When the brutal heat of summer is finally passing and taking the most vibrant garden colors with it, there is a bloom that shines like a Las Vegas showgirl down county roads and in a few lucky gardens. Blooming LYCORIS RADIATA glows like a siren light from a distance, but up close the frilly profusion of petals sticking up gave some sour soul the excuse to call this gorgeous firework bloom the ugly name “SPIDER LILY.” It’s almost like the common name was thought up by the plainer flowers that were bitter jealous and couldn’t stand to admit what a looker LYCORIS RADIATA really is. As a little girl, the much more apt common name stuck in my head “NAKED LADIES”— Now that is a name that captures this attentiongrabbing spectacle that happens every September!

But before you get the impression that these blooms are debauched and difficult, please understand that LYCORIS RADIATA is one of the most modest plants the rest of the year. After the September pageant show is gone and forgotten, some dark green strappy leaves with a thin white stripe come out and make it through the whole winter, disappearing with the summer heat. So, plant these girls anywhere, because you are not mowing, spraying, or weed eating in the winter, and they will grow unmolested during the cool season. This plant behavior leads to the third common name “SURPRISE LILY” which captures one of the most endearing qualities of the flower. The bud jumps up seemingly overnight from bare ground with its neon curling filaments and puts on a peepshow when our gardener’s hearts need it most.

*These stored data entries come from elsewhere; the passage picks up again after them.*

Issue #81, opened 2016-03-21
tf2ss() does not seem to work for static gains


MauriceRienks:
Creating a state space object of a static gain using tf2ss results in the ValueError: A must be square.

For example: tf2ss([1.],[1.])

cwrowley:
I just verified this for `tf2ss` (using slycot)--definitely looks like a bug.  Note that there are two cases that may happen when you call `tf2ss`, depending on whether slycot is installed.  In fixing this bug, it would be good to add tests that test both versions (with and without slycot).

slivingston:
The case of static gains when Slycot is installed is now handled, given changes from <https://github.com/python-control/Slycot/pull/5>, which will be in the next release of Slycot.

slivingston:
fixed in PR #129, changes from which are now in `master` branch and will appear in the next release.

PR #129, opened 2017-01-04
BugFix: tf2ss now handles static gains

roryyorke:
Fix for #81.

### DIFF
--- a/control/statesp.py
+++ b/control/statesp.py
@@ -10,6 +10,7 @@ python-control library.
 
 # Python 3 compatibility (needs to go here)
 from __future__ import print_function
+from __future__ import division # for _convertToStateSpace
 
 """Copyright (c) 2010 by California Institute of Technology
 All rights reserved.
@@ -647,6 +648,7 @@ def _convertToStateSpace(sys, **kw):
     """
 
     from .xferfcn import TransferFunction
+    import itertools
     if isinstance(sys, StateSpace):
         if len(kw):
             raise TypeError("If sys is a StateSpace, _convertToStateSpace \
@@ -679,16 +681,27 @@ cannot take keywords.")
                 ssout[3][:sys.outputs, :states],
                 ssout[4], sys.dt)
         except ImportError:
-            # If slycot is not available, use signal.lti (SISO only)
-            if (sys.inputs != 1 or sys.outputs != 1):
-                raise TypeError("No support for MIMO without slycot")
+            # No Slycot.  Scipy tf->ss can't handle MIMO, but static
+            # MIMO is an easy special case we can check for here
+            maxn = max(max(len(n) for n in nrow)
+                       for nrow in sys.num)
+            maxd = max(max(len(d) for d in drow)
+                       for drow in sys.den)
+            if 1==maxn and 1==maxd:
+                D = empty((sys.outputs,sys.inputs),dtype=float)
+                for i,j in itertools.product(range(sys.outputs),range(sys.inputs)):
+                    D[i,j] = sys.num[i][j][0] / sys.den[i][j][0]
+                return StateSpace([], [], [], D, sys.dt)
+            else:
+                if (sys.inputs != 1 or sys.outputs != 1):
+                    raise TypeError("No support for MIMO without slycot")
 
-            # TODO: do we want to squeeze first and check dimenations?
-            # I think this will fail if num and den aren't 1-D after
-            # the squeeze
-            lti_sys = lti(squeeze(sys.num), squeeze(sys.den))
-            return StateSpace(lti_sys.A, lti_sys.B, lti_sys.C, lti_sys.D,
-                              sys.dt)
+                # TODO: do we want to squeeze first and check dimenations?
+                # I think this will fail if num and den aren't 1-D after
+                # the squeeze
+                lti_sys = lti(squeeze(sys.num), squeeze(sys.den))
+                return StateSpace(lti_sys.A, lti_sys.B, lti_sys.C, lti_sys.D,
+                                  sys.dt)
 
     elif isinstance(sys, (int, float, complex)):
         if "inputs" in kw:
--- a/control/tests/convert_test.py
+++ b/control/tests/convert_test.py
@@ -184,6 +184,28 @@ class TestConvert(unittest.TestCase):
         if (not slycot_check()):
             self.assertRaises(TypeError, control.tf2ss, tfcn)
 
+    def testTf2ssStaticSiso(self):
+        """Regression: tf2ss for SISO static gain"""
+        import control
+        gsiso = control.tf2ss(control.tf(23, 46))
+        self.assertEqual(0, gsiso.states)
+        self.assertEqual(1, gsiso.inputs)
+        self.assertEqual(1, gsiso.outputs)
+        # in all cases ratios are exactly representable, so assert_array_equal is fine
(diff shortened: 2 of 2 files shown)


slivingston:
Could you split `testTf2ssStatic` from https://github.com/python-control/python-control/pull/129/commits/a44305b1c05633fc7c26f86ea7b639f18185d55a#diff-34ce1aa9250b93553151bda70aa98a07 into two separate tests? Use `slycot_check` as the splitting boundary.

Following [my comment](https://github.com/python-control/python-control/pull/122#issuecomment-269883256) on PR #122, tests should not partially change when Slycot is present or not. Otherwise, debugging efficiency is negatively impacted.

roryyorke:
You mean using `@unittest.skipIf(not slycot_check(), "slycot not installed")` as elsewhere in the test suite?

Sure, will do.

roryyorke:
It looks like this *is* actually a bug in Slycot, as speculated in [1]; I can get SLICOT's `TD04AD` to convert a static TF.  I'll see if I can wrap my mind around f2py's syntax and fix this in Slycot.  In that case we can keep the unit tests in this PR, but the change to `statesp.py` will be different, and the code will be much simpler.

[1] https://github.com/roryyorke/python-control/blob/5c839c205dce8e072909509545266a466d4a2404/control/statesp.py#L669-L671

slivingston:
Because changes from <https://github.com/python-control/Slycot/pull/5> are now in Slycot, the only remaining case before we can close #81 is when Slycot is not installed.

@roryyorke Some of the changes from your original commit in this PR might be able to address the case of no `slycot`. In particular,
```python
D = empty((sys.outputs,sys.inputs),dtype=float)
for i,j in itertools.product(range(sys.outputs),range(sys.inputs)):
    D[i,j] = sys.num[i][j][0] / sys.den[i][j][0]
return StateSpace([], [], [], D, sys.dt)
```

roryyorke:
Is your idea to have three cases: (1) static gain (SISO or MIMO), (2) with-Slycot (any dynamic), (3) no-Slycot (SISO dynamic only) ?

We could add a case (0), namely empty systems (or this could be handled in (1)); this would let us sidestep the Slycot issues with empty systems you identified in [in the related Slycot PR](https://github.com/python-control/Slycot/pull/5#issuecomment-275310567).

slivingston:
Unless I am missing something, with Slycot, static gain does not need to be treated as a special case, thanks to your patches to Slycot.

However, when Slycot is not installed, static gain would be treated separately.

slivingston:
so, the cases are:
1. with Slycot
2. static gains, no Slycot
3. SISO, no Slycot

Before creating a special case to handle empty systems (as noticed during review of <https://github.com/python-control/Slycot/pull/5>), we might wait until there is a motivating application.

roryyorke:
CI won't pass without updated Slycot; it passes on my Ubuntu 14.04 x64 system, with Conda Python 3.5.2, both with Slycot [9a098d12](https://github.com/python-control/Slycot/commit/9a098d124cb31c083d26feae746a1f98e26d1a90), and without Slycot.

slivingston:
I also demonstrated success on your tests `testTf2ssStaticSiso` and `testTf2ssStaticMimo` on a GNU/Linux system using Python versions 3.5.2 and 2.7.9, each with and without the current tip of `master` branch Slycot, [001b45d437ae7f9e9f3ff0d82db339897d548cab](https://github.com/python-control/Slycot/commit/001b45d437ae7f9e9f3ff0d82db339897d548cab)

Tomorrow I will work on releasing the next version of Slycot.

control/tests/convert_test.py
```diff
@@ -184,6 +184,28 @@ def testConvertMIMO(self):
...
+        self.assertEqual(1, gsiso.inputs)
+        self.assertEqual(1, gsiso.outputs)
+        # in all cases ratios are exactly representable, so assert_array_equal is fine
+        np.testing.assert_array_equal([[0.5]], gsiso.D)
+
+    def testTf2ssStaticMimo(self):
+        """Regression: tf2ss for MIMO static gain"""
+        import control
+        # 2x3 TFM
+        gmimo = control.tf2ss(control.tf([[ [23],   [3],  [5] ], [ [-1],  [0.125],  [101.3] ]],
```
slivingston: How did you select these coefficients?

control/statesp.py
```diff
@@ -679,16 +681,26 @@ def _convertToStateSpace(sys, **kw):
...
-            if (sys.inputs != 1 or sys.outputs != 1):
-                raise TypeError("No support for MIMO without slycot")
-
-            # TODO: do we want to squeeze first and check dimenations?
-            # I think this will fail if num and den aren't 1-D after
-            # the squeeze
-            lti_sys = lti(squeeze(sys.num), squeeze(sys.den))
-            return StateSpace(lti_sys.A, lti_sys.B, lti_sys.C, lti_sys.D,
-                              sys.dt)
+            # No Slycot.  Scipy tf->ss can't handle MIMO, but static MIMO is an easy special case we can check for here
```
slivingston: Comment lines should have length no more than 79 char. [PEP 8 recommends 72](https://www.python.org/dev/peps/pep-0008/#maximum-line-length) for the case of comments, but in my experience a uniform max line length is easier to follow.

control/statesp.py
```diff
@@ -679,16 +681,26 @@ def _convertToStateSpace(sys, **kw):
...
+            if 1==maxn and 1==maxd:
+                D = empty((sys.outputs,sys.inputs),dtype=float)
+                for i,j in itertools.product(range(sys.outputs),range(sys.inputs)):
+                    D[i,j] = sys.num[i][j][0] / sys.den[i][j][0]
+                return StateSpace([], [], [], D, sys.dt)
+            else:
+                if (sys.inputs != 1 or sys.outputs != 1):
+                    raise TypeError("No support for MIMO without slycot")
+
+                # TODO: do we want to squeeze first and check dimenations?
```
slivingston: Should "dimenations" should be "dimensions"?

slivingston:
As you might have noticed, a current Slycot release was made, and now the CI jobs for this PR are passing.

Aside from my request about line length and question about the static gains MIMO test case, changes here are good to go.

control/statesp.py
roryyorke: OK, will fix.  Sorry, it's pretty obvious now that I look at it.  Emacs fills this to 68 columns, which in this case doesn't waste an extra line:
```
            # No Slycot.  Scipy tf->ss can't handle MIMO, but static
            # MIMO is an easy special case we can check for here
```

control/tests/convert_test.py
roryyorke: It's an arbitrary selection of numbers over a (small) range of magnitudes and signs; in all cases the ratios are exactly representable with low precision (see d just below), so I could use np.assert_array_equal().

control/statesp.py
roryyorke: I can't take the credit for this one, the comment was there already ;).  Not sure it's applicable anymore: the check that sys.inputs and sys.outputs are both 1 implies that squeeze *will* bring num and den to 1-D?

slivingston: Yes, I agree. The comment is obsolete after the addition in commit c90a399a38babc7b496fe2f848d3ac9593b954f0 of the check that sys.inputs = sys.outputs = 1.

I am planning to review and perform maintenance on documentation and code comments, so I can delete this comment at that time.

Scientist tagged the flower “LYCORIS RADIATA” indicating radial symmetry of the petals, but just plain “radiant lily” would describe her better. Other common names for this flamboyant gal describe her other properties. “Magic lily”, “equinox lily”, “hurricane lily”, “ditch lily” and “schoolyard lily” are some you might hear.

LYCORIS RADIATA and her sisters have been playing peek-a boo in our Alabama landscapes since they arrived from south Asia in the mid 1800’s with other amaryllis. If you don’t already have some, you are late to this party! Many varieties of lycoris bulbs can be had from online nurseries, but surely, it’s more fun to make friends with a generous gardener that has some to spare. The best way involves finding something in your yard to swap for lycoris bulbs so that the next time you are at dinner party you can work in the question; “Does anyone have extra naked ladies to trade?” Quickly, you can discern who you want to sit by and who you want to avoid.

I’ve moved seven times since leaving Montgomery in 1986 and planted Alabama lycoris bulbs in a half dozen gardens in other states. It’s good to think the “ladies” are putting on the show every September for new audiences. My move back home to Montgomery was a rush, so I couldn’t dig and drag much garden along with me. But leaving lycoris in my Charlotte garden didn’t matter, because the same generous clump I originally dug from in 1986 is still thriving in mother’s garden. The lesson here is that “NAKED LADIES” are tough, enduring, and faithful bloomers. That is why they bring beauty to ditches and pastures as well as manicured borders. These beauty queens do not need petty sashes and tiaras to be recognized for the stunners they are. LYCORIS RADIATA is gorgeous enough to make us pull the car over and stare no matter where they choose to jump up and flash their eyepopping show every September.